Chip giant Intel has confirmed that fixes mitigating the Meltdown and Spectre vulnerabilities that stem from flaws in its processors will have a negative performance impact, but believes it won't be significant for average computer users.
Intel used the SYSmark 2014 SE application benchmark developed by Bapco to test its eighth generation Core processors in a computer with solid state storage, and found that the Meltdown and Spectre fixes slowed down the system by six percent.
On the individual SYSmark tests, the performance degradation from turning off the processor optimisations that can be abused by the Meltdown and Spectre exploits to leak information varied from two to 14 percent, Intel said.
"This means the typical home and business PC user should not see significant slowdowns in common tasks such as reading email, writing a document or accessing digital photos," Intel added.
The performance impact of the Meltdown and Spectre fixes on data centre systems is yet to be fully evaluated by Intel.
But Linux vendor Red Hat tested the security fixes and found they slowed down highly cached random memory with buffered input/output online transaction processing database workloads by between eight and 19 percent.
Other workloads such as database analytics, Java virtual machines, and intensive high performance computing showed small to modest amounts of performance degradation in Red Hat's testing, using its Enterprise Linux 7 distribution as the operating system.
Microsoft too has evaluated the performance impact of the Meltdown and Spectre fixes.
Newer Windows 10 PCs with 2016 or more recent Intel Sky Lake or Kaby Lake processors show "single-digit slowdowns" which Microsoft doesn't expect will be noticeable by most users, as they only make a few milliseconds difference.
However, on older computers with Intel Haswell (from 2015) or earlier processors, "some benchmarks show more significant slowdowns, and we expect some users will notice a decrease in system performance," Microsoft said.
Likewise, Windows 7 and Windows 8 users with older PCs will notice that their systems are slower, Microsoft's testing showed.
Enterprise and business customers may have to choose between applying the Meltdown and Spectre fixes, or carefully evaluating what code they are running on their systems, since Microsoft's Windows Server operating system will slow down significantly with the security mitigations applied.
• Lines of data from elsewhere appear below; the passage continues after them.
PR #204, opened 2026-01-21
Skip connections via vertical attention

ldmberman:
## New Record: Vertical Attention (-0.73s, -20 steps)

Updates in PR:

* Reduce step count from 1600 to 1580
* A "vertical attention" head attending to the means of the last 4 tokens of every layer

I tried to generalize skip connections after reading https://github.com/KellerJordan/modded-nanogpt/pull/138 and h
ttps://github.com/KellerJordan/modded-nanogpt/discussions/23?sort=new#discussioncomment-11358596 and decided to tr
y a learned attention head over the recent token pools of every layer.

### Ablations

I tried fewer and more tokens per layer, uniform attention (no ALiBi), fixed sinusoids over layer index, ALiBi -0.
25, -0.5, -0.75, -0.9.

I only made 1-3 runs per variation so ablations are not statistically significant.

vertical_attn_val_loss_plot

### Ideas

The ablations are not statistically significant so it may be worth pursuing them further.

I only tried one attention head. I did not experiment with either learning rate multipliers or vertical attention
gate values.

## Timing and Validation

```
import scipy.stats
import torch

losses = [3.2803, 3.2773, 3.2781, 3.2789, 3.2775, 3.2799, 3.2765, 3.278, 3.2788, 3.2766, 3.2771, 3.2776, 3.2834, 3
.2788, 3.2829, 3.2785, 3.2793]
times = [97.603, 97.155, 97.092, 97.094, 97.117, 97.182, 97.153, 97.055, 97.121, 97.06, 97.576, 97.646, 97.156, 97
.125, 97.64, 97.215, 97.112, 97.593]

# p=0.0071

# losses: (tensor(0.0019), tensor(3.2788))

# time: (tensor(0.2276), tensor(97.2608))
```

Retiming prior record: 97.996 [98.035, 97.540, 98.176, 98.133, 98.098]

An 0.73s improvement over 97.99s.


ClassicLarry:
This is a very interesting idea, but I'm not sure yet on validation. I ran some print statements on the shapes, and it looks like in practice this is taking the last position of each document, then taking average over prior 4 positions, and just saving that. So eg if we have 5 docs starting at tokens [0,100,200,300,400], we are saving 5 [768 length vectors] for each layer, doing attention over those, and then adding the result to the final position of each doc. So the model is learning (if I have this vertical attn thing added to me, then predict bos_token). 

I assume the intent is to have vertical attention ran over every position in the doc and not just the final one. Please let me know if my interpretation is off.

Here is the code I used to check in jupyter (there's a chance I missed something)
```
import torch
import torch.nn as nn

seqlens = torch.tensor([0,0,256,500])
x = torch.zeros(1,500, 768)
model_dim = 768

vertical_attn_q = nn.Linear(model_dim, model_dim, bias=False)
vertical_attn_k = nn.Linear(model_dim, model_dim, bias=False)
vertical_attn_v = nn.Linear(model_dim, model_dim, bias=False)
vertical_attn_proj = nn.Linear(model_dim, model_dim, bias=False)
vertical_attn_alibi=torch.ones(1)
vertical_attn_gate=torch.ones(1)

doc_start_idx = seqlens[:-1].to(torch.long)
doc_end_idx = seqlens[1:].to(torch.long)
max_seq_idx = x.size(1) - 1
valid_doc_mask = (doc_end_idx > doc_start_idx) & (doc_end_idx <= x.size(1))
doc_last_idx = (doc_end_idx - 1).clamp(min=0, max=max_seq_idx)
vertical_attn_pool_tokens_count = 4
vertical_attn_offsets = torch.arange(vertical_attn_pool_tokens_count, device=doc_last_idx.device)
vertical_attn_positions = doc_last_idx[:, None] - vertical_attn_offsets[None, :]
vertical_attn_pos_mask = vertical_attn_positions >= doc_start_idx[:, None]
vertical_attn_positions = vertical_attn_positions.clamp(min=0)

vertical_attn_layers = []
vertical_attn_tokens = x[0, vertical_attn_positions, :]
vertical_attn_tokens = vertical_attn_tokens * vertical_attn_pos_mask[..., None].to(vertical_attn_tokens.dtype)
token_counts = vertical_attn_pos_mask.sum(dim=1).clamp(min=1).to(vertical_attn_tokens.dtype)
vertical_attn_mean = vertical_attn_tokens.sum(dim=1) / token_counts[:, None]
vertical_attn_mean = vertical_attn_mean * valid_doc_mask[:, None].to(vertical_attn_mean.dtype)
vertical_attn_layers.append(vertical_attn_mean[None])

#only storing for last position in doc
print(vertical_attn_layers[0].shape)
```

ldmberman:
Hi, ouch, good catch. Funny. Yes, the intention was to apply it at every position. step_avg was suspiciously close to baseline.. Let me see what happens if I apply it to all positions or at least to some of them (but more sensible than the last).

ldmberman:
I tried applying vertical attention at every token position, at every n-th position with interpolation, reducing projection dimensions (also down to 8), and leaving some layers out. All of the variations introduce a noticeable training-time cost but don't reduce the loss beyond what I had already measured. This strongly suggests it is not vertical attention that helps, but assisting the model in predicting BOS.

I added a skip connection from every layer to the final layer at document ends (intentionally this time) and got a very promising run (on a single H100 so far). I’ll run more measurements - I suspect this might yield something like a −30 steps improvement.

ClassicLarry:
This is data snooping as a token shouldn't be given hints on what token follows it. The gain is occurring because now every other token doesn't have to waste any predictions on the bos_token, since its getting the hint for free on the final token in the doc. Without data snooping I think this idea probably doesn't work.

ldmberman:
Ah, right, off course. Okay, back to the drawing board.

Microsoft explained that older versions of Windows have more user-kernel transitions "because of legacy design decisions" and will suffer a larger performance hit when the Meltdown and Spectre fixes are applied, compared to Windows 10.
For instance, on Windows 7 and Windows 8, all font rendering takes place in the operating system kernel, Microsoft said.
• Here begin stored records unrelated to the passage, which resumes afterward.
PR #207, opened 2026-01-25
New record: Tune fused softcap kernels and fuse fp8 quantization in LM head (-3.1s)

andrewbriand:
Tune the fused softcap kernels by setting num_warps = 2 and fuse the fp8 quantization of the gradient into the bwd kernel. Improves training time on single H100 from 754s to 728s. I also tried to remove logit softcapping, since the sigmoid is pretty expensive here, but that made training diverge. I'm not sure if that's due to a bug in my implementation or something else.

### DIFF
--- a/records/track_1_short/2026-01-24_ImprovedLMHead/baseline_retime/14f643ed-68b1-46c8-97db-2a8bad993228.txt
+++ b/records/track_1_short/2026-01-24_ImprovedLMHead/baseline_retime/14f643ed-68b1-46c8-97db-2a8bad993228.txt
@@ -1,0 +1,3976 @@
+import os
+import sys
+
+# Read the current file and the kernels file code ASAP, for logging
+with open(sys.argv[0], 'r') as f:
+    code = f.read()
+with open(os.path.join(os.path.dirname(sys.argv[0]), 'triton_kernels.py'), 'r') as f:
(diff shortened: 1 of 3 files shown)


varunneal:
> I also tried to remove logit softcapping, since the sigmoid is pretty expensive here, but that made training diverge. 

probably has to do with the fp8 scales, probably w_s if I were to guess

Though i doubt we can get rid of logit softcapping, its pretty good

andrewbriand:
> probably has to do with the fp8 scales, probably w_s if I were to guess

> Though i doubt we can get rid of logit softcapping, its pretty good

You're right on both, with bf16 LM head the training doesn't diverge, but even with 100 extra steps, val loss doesn't get below 3.28.

ClassicLarry:
Feel free to run this whenever against the main train.py. If this isn't touching the logic, don't need to show p value <0.01. I think should remove the bool USE_SOFTCAPPING since its always true.

andrewbriand:
@ClassicLarry I've retimed the current main and this PR:
Main: [96037, 96053, 96101] for an average of 96076 ms
This PR: [92960, 92945, 93052] for an average of 92982 ms

ClassicLarry:
I'm updating the torch version to 2.10 and off of the nightlies. On the new torch, getting 95.7 before and 92.4 after, for -3.3s for this record.

I'm also going to remove the grad_scale=2 from the last record. Getting lower loss without it. (3.2765, 3.2766, 3.2776).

Apple Mac users look set to experience significant system slow-downs once the Meltdown and Spectre fixes are applied, benchmark testing reveals.
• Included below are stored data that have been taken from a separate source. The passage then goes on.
PR #212, opened 2026-01-29
Tie First and Last VEs

chrisjmccormick:
# Tie First and Last VEs

Swapping the first two VEs reduces validation loss.

Our long-standing pattern of value embeddings has been:

`12------012`

Switching this to:

`21------012`

reduced loss by -0.0012

Consistent with the previous PR, I found that untying VE1 reduces it further as well.

If we rename VE2 to VE0, it becomes:

`01------230`

I haven't confirmed yet that any of the below outperform the recent PR, so I'll need to do some re-timing.

```
baseline                        6 98.3442  0.0686    0.0000     NaN  3.2785  0.0013    0.0000 0.0184

ve_21------012 w/o PolarT       4 98.3590  0.0868    0.0148  0.6077  3.2774  0.0010   -0.0011 0.0077
ve_21------012                  4 98.3490  0.0336    0.0048  0.5569  3.2772  0.0011   -0.0012 0.0079
ve_21------012 -5stps           6 98.1192  0.0400   -0.2250  0.0001  3.2786  0.0004    0.0001 0.0002 - Remove more steps?

ve_01------230 -15stps          4 98.0825  0.0896   -0.2617  0.0018  3.2769  0.0010   -0.0016 0.0040 - Best so far

ve_210-----012                  4 98.5325  0.0455    0.1883  0.9996  3.2764  0.0010   -0.0021 0.0024
ve_210-----012 -10stps          6 97.8797  0.0898   -0.4645  0.0000  3.2791  0.0014    0.0006 0.0899 (Fail)
ve_210-----012 untie, -5stps    4 98.4843  0.1030    0.1401  0.9677  3.2792  0.0016    0.0007 0.1820 (Fail)
```

**Rationale**

Trying to make sense of why this unique VE pattern works well lead me to speculate that VE2 (which we've had on our second and last layer, tied) might be more semantic, and therefore relate well to both the first and last layers.

This also might offer some explanation for why shifting VE2 deeper into the model (e.g., via `012-----012`) hasn't worked.

## Polar Express Transpose

I've also included an improvement to the Polar Express kernel. It was written to work on "wide" matrices, but we've had our MLP weights stored vertically. The current Polar Express code handles this by transposing the matrix, resulting in a slow element-wise kernel for the Nesterov momentum step. 

The algebra can be re-ordered instead to allow for working directly on "tall" matrices:

```
# Polar express
X = g.bfloat16()

X = X / (X.norm(dim=(-2, -1), keepdim=True) * 1.02 + 1e-6)

if g.size(-2) > g.size(-1): # Tall matrix
    for a, b, c in polar_express_coeffs[:ns_steps]:
        A = X.mT @ X
        B = b * A + c * (A @ A)
        X = a * X + X @ B

else: # Wide matrix (original math)
    for a, b, c in polar_express_coeffs[:ns_steps]:
        A = X @ X.mT
        B = b * A + c * (A @ A)
        X = a * X + B @ X

return X
```

I had Claude write an XTX variant and verified that it was numerically equivalent.

The speed improvement is likely too small to be measurable, but it's clear in the trace files.

I came across it while exploring nanochat--here's the impact this fix has on a much larger (25-layer) model:

image

## A100 Support

I added a few things to make our code easier for anyone on a < H100 GPU.

It checks the compute capability to automate the decision on FP8, and also falls back to an FA2 implementation using the same interface we have for FA3 (there's a repo similar to Varun's for retrieving pre-built FA2).

I also added a fallback for the fused ReLU kernel, but need to review that change further.

### DIFF
--- a/records/track_1_short/2026-01-28_TieFirstLastVEs/README.md
+++ b/records/track_1_short/2026-01-28_TieFirstLastVEs/README.md
@@ -1,0 +1,81 @@
+# Tie First and Last VEs
+
+Swapping the first two VEs reduces validation loss.
+
+Our long-standing pattern of value embeddings has been:
+
+`12------012`
+
+Switching this to:
+
+`21------012`
+
+reduced loss by -0.0012
+
+Consistent with the previous PR, I found that untying VE1 reduces it further as well.
+
+If we rename VE2 to VE0, it becomes:
+
+`01------230`
+
+```
+                             Runs  Time μ  Time σ  Time +/-  Time p  Loss μ  Loss σ  Loss +/-      p
+baseline                        6 98.3442  0.0686    0.0000     NaN  3.2785  0.0013    0.0000 0.0184
+
+ve_21------012 w/o PolarT       4 98.3590  0.0868    0.0148  0.6077  3.2774  0.0010   -0.0011 0.0077
+ve_21------012                  4 98.3490  0.0336    0.0048  0.5569  3.2772  0.0011   -0.0012 0.0079
+ve_21------012 -5stps           6 98.1192  0.0400   -0.2250  0.0001  3.2786  0.0004    0.0001 0.0002 - Remove more steps?
+
+ve_01------230 -15stps          4 98.0825  0.0896   -0.2617  0.0018  3.2769  0.0010   -0.0016 0.0040 - Best so far
+
+ve_210-----012                  4 98.5325  0.0455    0.1883  0.9996  3.2764  0.0010   -0.0021 0.0024
+ve_210-----012 -10stps          6 97.8797  0.0898   -0.4645  0.0000  3.2791  0.0014    0.0006 0.0899 (Fail)
+ve_210-----012 untie, -5stps    4 98.4843  0.1030    0.1401  0.9677  3.2792  0.0016    0.0007 0.1820 (Fail)
+```
+
+**Rationale**
+
+Trying to make sense of why this unique VE pattern works well lead me to speculate that VE2 (which we've had on our second and last layer, tied) might be more semantic, and therefore relate well to both the first and last layers.
+
+This also might offer some explanation for why shifting VE2 deeper into the model (e.g., via `012-----012`) hasn't worked.
+
+## Polar Express Transpose
+
+I've also included an improvement to the Polar Express kernel. It was written to work on "wide" matrices, but we've had our MLP weights stored vertically. The current Polar Express code handles this by transposing the matrix, resulting in a slow element-wise kernel for the Nesterov momentum step. 
+
+The algebra can be re-ordered instead to allow for working directly on "tall" matrices:
+
+```
+# Polar express
+X = g.bfloat16()
+
+X = X / (X.norm(dim=(-2, -1), keepdim=True) * 1.02 + 1e-6)
+
+if g.size(-2) > g.size(-1): # Tall matrix
+    for a, b, c in polar_express_coeffs[:ns_steps]:
+        A = X.mT @ X
+        B = b * A + c * (A @ A)
+        X = a * X + X @ B
+
+else: # Wide matrix (original math)
+    for a, b, c in polar_express_coeffs[:ns_steps]:
+        A = X @ X.mT
+        B = b * A + c * (A @ A)
+        X = a * X + B @ X
+
+return X
+```
+
+I had Claude write an XTX variant and verified that it was numerically equivalent.
+
+The speed improvement is likely too small to be measurable, but it's clear in the trace files.
+
+I came across it while exploring nanochat--here's the impact this fix has on a much larger (25-layer) model:
+
+## A100 Support
+
+I added a few things to make our code easier for anyone on a < H100 GPU.
+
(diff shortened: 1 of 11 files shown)


chrisjmccormick:
Leaving this as a draft for now because I'm not sure what will be needed exactly to make it a record, and also because it's time for sleep :)

ClassicLarry:
Maybe now that you have the shared optimizer you could check stepping the scalars/gates every step. Or maybe there is something around untieing the embeds for only the last X steps. A100 is nice!

chrisjmccormick:
I encountered something interesting while testing yesterday. Gathering statistics with 4 runs each, I tried removing 5 steps at a time from the `01------230` configuration. 

The results show:
1. Removing 5 steps had high variance and didn't hit the required `p`.
2. Removing 10 steps had low variance and hit it easily.
3. Removing 15 steps was slightly better than removing 10.
4. Removing an additional 10 (25 total) caused the average loss to jump by `+0.0024`

```
ve_12------012                  6 98.3442  0.0686    0.0000     NaN  3.2785  0.0013    0.0000 0.0184 - Baseline
ve_01------230                  0
ve_01------230  -5stps          4 98.7127  0.0728    0.3686  0.9999  3.2769  0.0021   -0.0016 0.0286 - Fail
ve_01------230 -10stps          4 98.3030  0.0388   -0.0412  0.1309  3.2770  0.0010   -0.0015 0.0052
ve_01------230 -15stps          4 98.0825  0.0896   -0.2617  0.0018  3.2769  0.0010   -0.0016 0.0040 - Best
ve_01------230 -25stps          4 97.4835  0.0551   -0.8607  0.0000  3.2793  0.0006    0.0008 0.0485 - Fail 
```

This fits well with frustrating experiences I've had recently, where a change seems to show strong improvement to loss over four runs, but then I try removing a modest number of steps and the loss jumps up. 

Here are a couple thoughts I had on what might be going on.

**Sensitivity to Batch Transition**

The model gets a big shock at the transition points, particularly at the 1/3s mark. I wonder if the contents of the training batches at and around this mark matter significantly to whether the model recovers well or not.

**Fine-Tuning Set**

At the end of training, during the end of cooldown and our extension window, I wonder if what we're doing there could be framed as fine-tuning on some training data in order to perform well on the validation set. 

Maybe the contents of that fine-tuning set are important for validation performance, and the wrong shift in the boundary could harm validation performance?

ClassicLarry:
I have also found there is an odd sensitivity going on. Your hypothesis sound plausible and could be tested by shuffling the documents. Another hypothesis is that there is something going on with the rounding on 1/3 and 2/3 of training, with respect to if it lands on a Muon only step vs a shared step, and how that lines up with when we are untying the embedding.

varunneal:
The underlying order of data matters definitely. I know this bc one time I had an error where I skipped the first shard and the losses were like 0.002-0.003 higher

chrisjmccormick:
Something kinda neat with the current baseline is that our 1/3 transition is at 512, 2/3s is at 1024, and total base steps is 1 shy of 1536. If those transition points seem to be good, I might try clamping them, and then adjusting the extension length, or the length of the final third if needed.

chrisjmccormick:
Here's an update on this. I ran some background experiments yesterday on a GH200 just to test loss.

Relative to the current record, simply tying the first and last VEs did increase loss (row 2 vs. row 1), so it's not an obvious better choice. 

Adding some extension steps improved the loss by -0.0028 (row 3 vs. row 2) so dialing the step count a bit might allow this configuration to come out ahead. I'll give it a try, but won't submit it unless it's somehow a decent marging.

Maybe a little more interesting is that tying the first and last table _and_ increasing the table count to 5 (like the current record) allows us to put that fifth table somewhere else. That seems like maybe a more meaningful direction to look at. Row 4 is the only arrangment I've tried so far.

```
                                            Runs   Time μ  Time σ  Time +/-  Time p  Loss μ  Loss σ  Loss +/-      p
ve_01------234 - 1575 stps  (baseline)         4 716.2268  1.5627    0.0000     NaN  3.2784  0.0015    0.0000 0.0632  
ve_01------230 - 1575 stps                     4 712.4075  0.6832   -3.8193  0.0052  3.2797  0.0011    0.0013 0.3062
ve_01------230 - 1584 stps                     4 718.7890  1.6491    2.5622  0.9675  3.2769  0.0009   -0.0015 0.0030
ve_0-1-2---340 - 1575 stps                     4 718.0358  0.9751    1.8090  0.9468  3.2778  0.0015   -0.0006 0.0312
```

On the added steps, what I did specifically was set it so the three training windows were 512 steps each (1536 total), and then added 8 extension steps (48 total), giving 1584 steps total. I'll try dropping it to +4 extension steps and running on an 8xH100 just to see how the timings come out.

photomz:
> The underlying order of data matters definitely. 

I've also noticed the same odd sensitivity, and it would worry me if our key findings are conditioned on data order. Maybe it would be prudent to instead take repeats with a varying dataloader order, s.t. when we test for significance, we know that it is a global inductive bias. Maybe I'll run some tests and see how severe this phenomenon is.

chrisjmccormick:
Closing this, though the polar express kernel did at least make it into my PR today. :)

Security researcher OSXreverser tested Apple's latest macOS High Sierra 10.13.2 desktop operating system, and noted that "the general conclusion points towards a real performance loss" thanks to the Meltdown and Spectre fixes.
In particular, syscalls which act as the interface between applications and the macOS kernel will take two to four times as long to execute, OSXreverser's testing showed.
"Yes it sucks, we just lost a certain amount of computing power in the space of a week, and for some people there is even real financial impact - some cloud users experienced higher CPU usage which will translate into higher costs," he concluded.